[DATA EXTRACT]
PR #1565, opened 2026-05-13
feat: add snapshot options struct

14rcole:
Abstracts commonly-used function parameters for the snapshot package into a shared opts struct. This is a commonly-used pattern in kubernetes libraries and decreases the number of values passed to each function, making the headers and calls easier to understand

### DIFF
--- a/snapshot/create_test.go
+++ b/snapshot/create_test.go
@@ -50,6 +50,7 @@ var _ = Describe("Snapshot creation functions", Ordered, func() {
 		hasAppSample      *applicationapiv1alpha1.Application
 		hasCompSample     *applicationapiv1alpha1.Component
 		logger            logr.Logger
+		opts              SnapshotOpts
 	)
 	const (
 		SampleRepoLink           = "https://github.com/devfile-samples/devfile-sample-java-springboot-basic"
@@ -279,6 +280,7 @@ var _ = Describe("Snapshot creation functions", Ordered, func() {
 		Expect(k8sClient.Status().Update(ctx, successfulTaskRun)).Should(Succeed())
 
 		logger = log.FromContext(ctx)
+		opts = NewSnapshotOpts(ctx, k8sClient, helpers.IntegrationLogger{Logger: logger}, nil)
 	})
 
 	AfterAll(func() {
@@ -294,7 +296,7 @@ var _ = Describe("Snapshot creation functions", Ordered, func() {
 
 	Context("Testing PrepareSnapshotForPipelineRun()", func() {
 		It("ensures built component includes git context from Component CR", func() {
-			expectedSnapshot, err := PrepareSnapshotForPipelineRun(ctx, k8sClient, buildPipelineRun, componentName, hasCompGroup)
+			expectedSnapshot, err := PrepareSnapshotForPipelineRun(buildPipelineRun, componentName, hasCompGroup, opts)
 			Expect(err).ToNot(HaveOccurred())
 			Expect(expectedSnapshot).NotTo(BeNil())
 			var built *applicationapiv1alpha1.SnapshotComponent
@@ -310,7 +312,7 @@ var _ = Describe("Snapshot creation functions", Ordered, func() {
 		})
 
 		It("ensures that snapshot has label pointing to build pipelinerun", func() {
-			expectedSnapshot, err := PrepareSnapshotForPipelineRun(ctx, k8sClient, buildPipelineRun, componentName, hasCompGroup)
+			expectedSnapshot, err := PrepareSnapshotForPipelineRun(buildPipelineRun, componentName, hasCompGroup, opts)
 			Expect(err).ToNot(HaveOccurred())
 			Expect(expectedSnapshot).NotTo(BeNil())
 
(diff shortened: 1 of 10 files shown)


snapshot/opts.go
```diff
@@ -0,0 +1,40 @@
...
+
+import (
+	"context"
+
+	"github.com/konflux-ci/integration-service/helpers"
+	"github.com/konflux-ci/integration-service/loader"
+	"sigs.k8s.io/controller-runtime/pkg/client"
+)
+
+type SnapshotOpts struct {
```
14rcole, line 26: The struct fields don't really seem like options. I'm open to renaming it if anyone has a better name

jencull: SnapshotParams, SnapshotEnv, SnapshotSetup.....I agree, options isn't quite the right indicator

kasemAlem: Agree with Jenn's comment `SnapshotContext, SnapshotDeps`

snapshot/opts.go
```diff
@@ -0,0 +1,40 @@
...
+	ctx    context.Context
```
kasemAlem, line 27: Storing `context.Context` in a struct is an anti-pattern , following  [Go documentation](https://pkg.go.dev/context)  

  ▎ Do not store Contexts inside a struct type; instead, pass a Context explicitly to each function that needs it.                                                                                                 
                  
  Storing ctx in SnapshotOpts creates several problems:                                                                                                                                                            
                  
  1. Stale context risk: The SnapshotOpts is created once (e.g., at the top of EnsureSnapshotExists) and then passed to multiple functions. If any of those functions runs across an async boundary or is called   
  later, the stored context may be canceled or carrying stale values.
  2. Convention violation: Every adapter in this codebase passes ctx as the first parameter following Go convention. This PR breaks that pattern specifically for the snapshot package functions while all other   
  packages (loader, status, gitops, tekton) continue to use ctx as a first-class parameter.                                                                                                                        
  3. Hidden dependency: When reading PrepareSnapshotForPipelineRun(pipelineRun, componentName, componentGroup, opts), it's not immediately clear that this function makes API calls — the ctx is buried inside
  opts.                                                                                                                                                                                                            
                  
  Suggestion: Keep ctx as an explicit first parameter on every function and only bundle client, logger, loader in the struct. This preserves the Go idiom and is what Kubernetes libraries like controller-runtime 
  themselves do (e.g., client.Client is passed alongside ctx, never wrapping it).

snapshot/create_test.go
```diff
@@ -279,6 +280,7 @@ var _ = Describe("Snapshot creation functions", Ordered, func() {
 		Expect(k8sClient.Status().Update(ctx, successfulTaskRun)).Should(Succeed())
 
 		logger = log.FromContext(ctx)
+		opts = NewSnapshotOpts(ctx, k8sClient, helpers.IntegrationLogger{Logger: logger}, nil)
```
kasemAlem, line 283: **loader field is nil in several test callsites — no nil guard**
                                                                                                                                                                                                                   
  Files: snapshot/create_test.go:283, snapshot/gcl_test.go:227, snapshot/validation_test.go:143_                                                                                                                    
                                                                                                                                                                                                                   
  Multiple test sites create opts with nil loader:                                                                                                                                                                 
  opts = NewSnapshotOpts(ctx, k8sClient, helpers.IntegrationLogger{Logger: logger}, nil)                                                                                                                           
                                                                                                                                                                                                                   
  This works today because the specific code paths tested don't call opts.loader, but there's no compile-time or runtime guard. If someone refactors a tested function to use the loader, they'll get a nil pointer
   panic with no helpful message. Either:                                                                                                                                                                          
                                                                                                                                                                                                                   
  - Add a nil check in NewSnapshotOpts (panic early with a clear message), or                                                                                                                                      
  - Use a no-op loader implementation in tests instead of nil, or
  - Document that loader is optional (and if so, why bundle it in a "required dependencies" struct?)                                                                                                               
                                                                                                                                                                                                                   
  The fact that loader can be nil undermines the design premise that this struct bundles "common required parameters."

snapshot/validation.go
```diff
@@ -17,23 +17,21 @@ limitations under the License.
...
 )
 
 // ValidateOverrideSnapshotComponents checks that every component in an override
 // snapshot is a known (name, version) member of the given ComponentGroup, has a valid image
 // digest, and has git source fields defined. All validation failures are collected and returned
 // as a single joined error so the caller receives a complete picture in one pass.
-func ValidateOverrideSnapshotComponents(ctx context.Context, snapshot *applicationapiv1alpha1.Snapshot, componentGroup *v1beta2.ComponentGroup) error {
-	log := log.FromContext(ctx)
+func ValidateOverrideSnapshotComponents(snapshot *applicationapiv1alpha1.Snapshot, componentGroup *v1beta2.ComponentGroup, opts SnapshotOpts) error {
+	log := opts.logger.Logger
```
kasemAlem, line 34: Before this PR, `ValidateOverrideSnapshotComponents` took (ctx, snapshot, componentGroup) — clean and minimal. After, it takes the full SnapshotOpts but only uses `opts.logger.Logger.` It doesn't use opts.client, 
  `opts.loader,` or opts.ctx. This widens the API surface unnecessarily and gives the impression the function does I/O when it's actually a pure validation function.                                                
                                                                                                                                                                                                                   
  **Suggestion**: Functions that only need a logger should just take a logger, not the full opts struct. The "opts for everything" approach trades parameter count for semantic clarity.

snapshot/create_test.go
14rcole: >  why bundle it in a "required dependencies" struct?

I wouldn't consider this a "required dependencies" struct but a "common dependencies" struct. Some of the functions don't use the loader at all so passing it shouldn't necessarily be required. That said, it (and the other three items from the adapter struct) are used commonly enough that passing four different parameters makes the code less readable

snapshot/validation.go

---

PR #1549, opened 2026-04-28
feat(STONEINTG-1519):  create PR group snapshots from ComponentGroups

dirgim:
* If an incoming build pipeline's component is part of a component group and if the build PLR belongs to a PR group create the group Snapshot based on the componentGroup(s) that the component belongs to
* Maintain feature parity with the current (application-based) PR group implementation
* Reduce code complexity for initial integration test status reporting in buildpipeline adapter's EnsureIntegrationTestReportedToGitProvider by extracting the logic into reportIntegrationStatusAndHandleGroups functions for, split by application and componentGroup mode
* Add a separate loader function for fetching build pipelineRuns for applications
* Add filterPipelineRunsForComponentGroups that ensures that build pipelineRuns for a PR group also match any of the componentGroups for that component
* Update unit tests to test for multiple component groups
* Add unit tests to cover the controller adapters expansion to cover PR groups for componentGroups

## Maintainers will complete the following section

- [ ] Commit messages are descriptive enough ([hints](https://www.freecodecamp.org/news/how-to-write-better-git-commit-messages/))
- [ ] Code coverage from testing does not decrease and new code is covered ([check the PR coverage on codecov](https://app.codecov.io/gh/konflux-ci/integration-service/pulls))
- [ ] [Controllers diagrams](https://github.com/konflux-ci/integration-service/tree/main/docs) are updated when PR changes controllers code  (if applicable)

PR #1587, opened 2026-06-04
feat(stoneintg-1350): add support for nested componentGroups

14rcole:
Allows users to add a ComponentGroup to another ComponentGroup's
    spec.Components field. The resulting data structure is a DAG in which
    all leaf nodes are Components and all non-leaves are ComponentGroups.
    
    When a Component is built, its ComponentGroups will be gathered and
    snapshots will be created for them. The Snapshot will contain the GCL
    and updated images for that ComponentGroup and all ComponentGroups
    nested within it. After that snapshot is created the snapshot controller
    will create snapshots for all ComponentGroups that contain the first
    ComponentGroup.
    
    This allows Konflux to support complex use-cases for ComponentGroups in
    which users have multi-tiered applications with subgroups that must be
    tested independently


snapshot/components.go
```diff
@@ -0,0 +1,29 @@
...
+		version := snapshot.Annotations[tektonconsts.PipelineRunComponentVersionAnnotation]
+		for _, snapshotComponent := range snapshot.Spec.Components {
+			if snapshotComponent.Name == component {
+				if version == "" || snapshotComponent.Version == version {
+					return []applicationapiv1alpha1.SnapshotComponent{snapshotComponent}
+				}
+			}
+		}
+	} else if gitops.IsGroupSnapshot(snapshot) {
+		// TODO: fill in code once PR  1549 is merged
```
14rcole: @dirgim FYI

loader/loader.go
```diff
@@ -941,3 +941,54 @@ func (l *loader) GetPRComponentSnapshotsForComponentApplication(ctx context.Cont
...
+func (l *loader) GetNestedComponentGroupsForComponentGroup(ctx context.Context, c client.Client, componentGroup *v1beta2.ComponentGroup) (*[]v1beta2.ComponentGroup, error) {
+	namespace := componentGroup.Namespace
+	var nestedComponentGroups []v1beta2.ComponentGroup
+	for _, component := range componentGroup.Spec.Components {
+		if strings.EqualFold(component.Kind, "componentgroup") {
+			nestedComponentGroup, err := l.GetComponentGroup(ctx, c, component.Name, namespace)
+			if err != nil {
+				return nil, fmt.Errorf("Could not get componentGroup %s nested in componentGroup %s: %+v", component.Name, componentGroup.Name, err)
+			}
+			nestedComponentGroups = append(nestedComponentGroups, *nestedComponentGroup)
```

[WHAT YOU HAVE TO DO] The lines above that hold "into" are the result; show every one of them.

[RESPONSE TO THE EXERCISE]
Abstracts commonly-used function parameters for the snapshot package into a shared opts struct. This is a commonly-used pattern in kubernetes libraries and decreases the number of values passed to each function, making the headers and calls easier to understand
* Reduce code complexity for initial integration test status reporting in buildpipeline adapter's EnsureIntegrationTestReportedToGitProvider by extracting the logic into reportIntegrationStatusAndHandleGroups functions for, split by application and componentGroup mode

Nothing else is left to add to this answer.